• **WHAT IS NEEDED**: Your reply should hold only the lines from the records below where "dummy" occurs.

Saved entries
== Segment start ==

PR #873, opened 2022-01-11
On pre-init DRM still use the session opened

CastagnaIT:
This change keep opened the drm session opened from the pre-init, and goes through the manifest request,
this will be applied to non-Android systems. Android mediadrm not allow to add KeyId to the session, therefore the session will continue to be closed and reopened a new one.

-Why
New changes to ntfx website reveals more info and new problems
now i can see that in the response data obtained from the "Licensed manifest" request, contains the manifest data, plus, the license data (all in one),
this is not a problem because i can split the response as two data and provide them to ISA without any problems via proxy

but the problem is that when i provide the license data to ISA, and the drm session is different (because previously closed), ISA fails to process license data, then playback of video is not possible

I initially suspected this, but I wasn't sure because it worked without problems
this because we used to make a separate request for the license, but now everything is included in the manifest.

I think, however, that website is still in the transition phase between old and new methods because there is a bit of a mix.

This needs a backport to Kodi 19

Currently tested on:
- Windows 10 64 bit with latest Kodi 20 nightly
- CoreElec Kodi 20 nightly (ARM)

### DIFF
--- a/src/SSD_dll.h
+++ b/src/SSD_dll.h
@@ -42,7 +42,7 @@ namespace SSD
     {
       PROPERTY_HEADER
   };
-    static const uint32_t version = 15;
+    static const uint32_t version = 16;
 #if defined(ANDROID)
     virtual void* GetJNIEnv() = 0;
     virtual int GetSDKVersion() = 0;
--- a/src/common/AdaptiveDecrypter.h
+++ b/src/common/AdaptiveDecrypter.h
@@ -8,6 +8,9 @@
 
 #include <bento4/Ap4.h>
 
+#include <stdexcept>
+#include <string_view>
+
 enum class ENCRYPTION_SCHEME
 {
   NONE,
@@ -26,6 +29,22 @@ public:
     m_SkipBlocks = static_cast<uint32_t>(skipBlocks);
   };
   virtual void SetEncryptionScheme(ENCRYPTION_SCHEME encryptionScheme){};
+
+  /*! \brief Add a Key ID to the current session
+   *  \param keyId The KID
+   */
+  virtual void AddKeyId(std::string_view keyId)
+  {
+    throw std::logic_error("AddKeyId method not implemented.");
+  };
+
+  /*! \brief Set a Key ID as default
+   *  \param keyId The KID
+   */
+  virtual void SetDefaultKeyId(std::string_view keyId)
+  {
+    throw std::logic_error("SetDefaultKeyId method not implemented.");
+  };
 
 protected:
   uint32_t m_CryptBlocks{0};
--- a/src/main.cpp
+++ b/src/main.cpp
@@ -1838,6 +1838,7 @@ bool Session::Initialize(const std::uint8_t config, uint32_t max_user_bandwidth)
 
   // Preinitialize the DRM, if pre-initialisation data are provided
   std::map<std::string, std::string> additionalHeaders = std::map<std::string, std::string>();
+  bool isSessionOpened{false};
 
   if (!m_kodiProps.m_drmPreInitData.empty())
   {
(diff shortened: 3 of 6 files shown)


glennguy (approved):
Looks good!

glennguy:
let me know when you're happy with this and I'll bring it in, NF is the only thing using this right so low risk

CastagnaIT:
seems that other changes are needed
yesterday i have tested better and i have see that after 2 minuts of playback the image freeze and the decrypter fails
https://paste.kodi.tv/sevuvagizi.kodi

glennguy:
Is this worth looking at again now?
I can see from the log that we're sending a dummy KID for pre-init, and just an idea but maybe this causes the issue?? - any way to see how NF web does it with EME logger or similar?

CastagnaIT:
yes dummy kid/pssh i think is causing the problem
~but how update the kid/pssh in current session with the one provided from manifest?~
I am not sure of my affirmation either...from the last log the key used is not the dummy

i have tried to see the eme log but i am not able to understand nothing
the only thing highlighted when the playback start is a keystatuseschange event where seem that the keys are changed
[EMELogFile.txt](https://github.com/xbmc/inputstream.adaptive/files/8262040/EMELogFile.txt)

== Segment end ==

• **SOLVED EXERCISE**:
I can see from the log that we're sending a dummy KID for pre-init, and just an idea but maybe this causes the issue?? - any way to see how NF web does it with EME logger or similar?
yes dummy kid/pssh i think is causing the problem
I am not sure of my affirmation either...from the last log the key used is not the dummy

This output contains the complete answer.